● Your objective:
Once the line containing "Expected: Two nodes" is found in the entries below, reproduce it and every line after it, stopping at and including the line containing "Expected: No servers in viewlet or settings"; reproduce nothing else, and keep each line exact.

● Records:
* * * * * * * * *
Issue #1329, opened 2019-09-24
OE doesn't show the database name in the connection node


kburtram:
- MSSQL Extension Version: 1.7

Steps to Reproduce:

1. Add a connection to a database
2. Add a connection to another database on the same server

Expected: Two nodes in OE for each connection, and the nodes are clearly distinguishable

Actual: The nodes don't have sufficient details to tell them apart.  Also, the DB connections behave like Server connections, having a child node Databases folder that shows all folders.  We should review the design here since this is different than what we do in Azure Data Studio.
   
![image](https://user-images.githubusercontent.com/599935/65556482-9f6ad800-dee4-11e9-8f09-b1dd6723ec98.png)

Charles-Gagnon:
Yup, was just going to file an issue on this. We should definitely do something like DB name + auth type like ADS has

![image](https://user-images.githubusercontent.com/28519865/65699747-63925880-e033-11e9-8946-569e3f9f3127.png)

Issue #1328, opened 2019-09-24
OE shows connections not in settings


kburtram:
- MSSQL Extension Version: 1.7
Steps to Reproduce:

1. Add a connection to a server
2. Connect to a database on the server, perhaps through an editor, but don't save it
3. Restart VS Code

Expected: Only 1 connection in OE

Actual: Two connections in OE.  One appears to be coming from MRU the other from settings.

![image](https://user-images.githubusercontent.com/599935/65556207-ae04bf80-dee3-11e9-994e-c7350b661347.png)

Issue #1314, opened 2019-09-24
Removing Connections behaves inconsistently


kburtram:
- MSSQL Extension Version: 1.7

Steps to Reproduce:

1. Add Server 1
2. Add Server 2
3. Delete Server 2
4. Delete Server 1

Expected: No servers in viewlet or settings

Actual: Various bugs that result in mismatch between settings and viewlet.  The below screenshots show a couple examples.

*Case 1*
![image](https://user-images.githubusercontent.com/599935/65550308-311e1980-ded4-11e9-842b-32a9888b29d0.png)

*Case 2*
![image](https://user-images.githubusercontent.com/599935/65550405-590d7d00-ded4-11e9-9add-49f98aa38e9d.png)

Issue #1311, opened 2019-09-24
* * * * * * * * *
● Expected answer:
Expected: Two nodes in OE for each connection, and the nodes are clearly distinguishable

Actual: The nodes don't have sufficient details to tell them apart.  Also, the DB connections behave like Server connections, having a child node Databases folder that shows all folders.  We should review the design here since this is different than what we do in Azure Data Studio.
   
![image](https://user-images.githubusercontent.com/599935/65556482-9f6ad800-dee4-11e9-8f09-b1dd6723ec98.png)

Charles-Gagnon:
Yup, was just going to file an issue on this. We should definitely do something like DB name + auth type like ADS has

![image](https://user-images.githubusercontent.com/28519865/65699747-63925880-e033-11e9-8946-569e3f9f3127.png)

Issue #1328, opened 2019-09-24
OE shows connections not in settings


kburtram:
- MSSQL Extension Version: 1.7
Steps to Reproduce:

1. Add a connection to a server
2. Connect to a database on the server, perhaps through an editor, but don't save it
3. Restart VS Code

Expected: Only 1 connection in OE

Actual: Two connections in OE.  One appears to be coming from MRU the other from settings.

![image](https://user-images.githubusercontent.com/599935/65556207-ae04bf80-dee3-11e9-994e-c7350b661347.png)

Issue #1314, opened 2019-09-24
Removing Connections behaves inconsistently


kburtram:
- MSSQL Extension Version: 1.7

Steps to Reproduce:

1. Add Server 1
2. Add Server 2
3. Delete Server 2
4. Delete Server 1

Expected: No servers in viewlet or settings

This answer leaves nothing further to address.